It Never Gets Dark All Night

It Never Gets Dark All Night
by William Hayward


At the beginning of the story Bran Lynch, an Irish ex-poet, is living in a remote Gloucestershire farmhouse, playing unwilling host to an assortment of refugees from employment. They are preparing for a party which interrupts the quiet of the beautiful woodland with a raucous combustion of jazz, sex and cider. By the time it is over most of the characters have found themselves launched on voyages, both inner and outer, which are far stranger than they could have imagined when they set out.

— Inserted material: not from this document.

Issue #995, opened 2025-09-01
Optionally hide files and folders starting with dot


mihnita:
### Description of the new feature or improvement

Because in the UNIX / Linux / macOS world the files and folders starting with a `'.'` are not shown, this convention "leaked" into Windows as well.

It Never Gets Dark All Night was first published by Heinemann in 1964 on a list that included Anthony’s Burgess’s Nothing Like the Sun and Chinua Achebe’s Arrow of Gold. Worple are proud to put it back on the literary map, here prefaced and edited by Peter Carpenter, literary editor to the Hayward’s estate, and fronted with ‘All The Devils Are Here’, a brilliant introductory essay from celebrated polymath and cultural guru, Kevin Jackson.

In this essay Jackson traces the journey of the writer, William Curtis Hayward (1931-1968) as well as illuminating future readings. He highlights, for example, Hayward’s debts to Ulysses, an informing fascination with the occult, and a prophetic counter-cultural awareness in areas such as meditation, Tantra, communes and New Age environmentalism.

“Hayward’s comedy is stoic, melancholy; the world squeezes his heart… He associates himself with the landscape in which he lives, with traditional forms of knowledge. He fears: love and its loss.”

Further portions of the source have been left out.